■ What you should do: All lines in the data below carrying the string "will" are to be located and copied.

[Stored data entries]
PR #58, opened 2020-01-08
[PW-1809] Improve logging in Prestashop

cyattilakiss:
Add new exception: CommandException
Add and configure new logger based on Monolog
Add new logger to Adyen PHP library client as a default logger 
Depricate adyenLogger FileLogger in the helper\Data class
Replace depricated logger with the new one


service/logger/Logger.php
```diff
@@ -0,0 +1,197 @@
...
+ * See the LICENSE file for more info.
+ */
+
+namespace Adyen\PrestaShop\service\logger;
+
+use Adyen\PrestaShop\application\VersionChecker;
+use Monolog\Handler\StreamHandler;
+use Adyen\PrestaShop\exception\CommandException;
+
+class Logger extends \Monolog\Logger
```
cyattilakiss: make it final

service/logger/Logger.php
```diff
@@ -0,0 +1,197 @@
...
+        if (!file_exists($path)) {
+            if (!mkdir($path, 0755, true)) {
+                throw new CommandException('Creating the Adyen log folder failed');
+            }
+        }
+
+        return $path;
+    }
+
+    public function addAdyenAPI($message, array $context = [])
```
cyattilakiss: phpdocs

rikterbeek:
@cyattilakiss WIP ? let me know when we can review it.

adyen.php
```diff
@@ -1136,6 +1144,7 @@ private function getStandardPaymentMethod()
     private function isUnsupportedPaymentMethod($paymentMethodType)
     {
         $unsupportedPaymentMethods = array(
+            'scheme',
```
msilvagarcia: Is this on purpose?

controllers/admin/AdminAdyenPrestashopCronController.php
```diff
@@ -41,6 +41,7 @@ class AdminAdyenPrestashopCronController extends \ModuleAdminController
     public function __construct()
     {
         $this->helperData = ServiceLocator::get('Adyen\PrestaShop\helper\Data');
+        $this->logger = ServiceLocator::get('Adyen\PrestaShop\service\Logger');
```
msilvagarcia: This property is not declared in the class

helper/Data.php
```diff
@@ -162,6 +179,10 @@ public function isDemoMode()
         }
     }
 
+    /**
+     * @deprecated Use \Adyen\PrestaShop\service\logger instead
```
msilvagarcia:
```suggestion
     * @deprecated Use \Adyen\PrestaShop\service\logger instead. This method will be removed in version 2.
```

adyen.php
cyattilakiss: yes - but wrong branch
I will create another branch to fix some issues - I just noticed that the card payments are included anyway and doesn't check the paymentMethods response so we show the scheme 2 times if it is in the paymentMethods list which was never noticed because the isSimplePaymentMethod function filtered the original one. :(

controllers/admin/AdminAdyenPrestashopCronController.php
cyattilakiss: indeed I will add the helperData and the logger as a property and not just dynamically declaring them

cyattilakiss:
> Please, take a look at the comments I added inline.
> 
> I also wonder if you could have used the LoggerInterface more often.

In the `ServiceLocator::get()` you mean?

■ Answer box:
     * @deprecated Use \Adyen\PrestaShop\service\logger instead. This method will be removed in version 2.
I will create another branch to fix some issues - I just noticed that the card payments are included anyway and doesn't check the paymentMethods response so we show the scheme 2 times if it is in the paymentMethods list which was never noticed because the isSimplePaymentMethod function filtered the original one. :(
cyattilakiss: indeed I will add the helperData and the logger as a property and not just dynamically declaring them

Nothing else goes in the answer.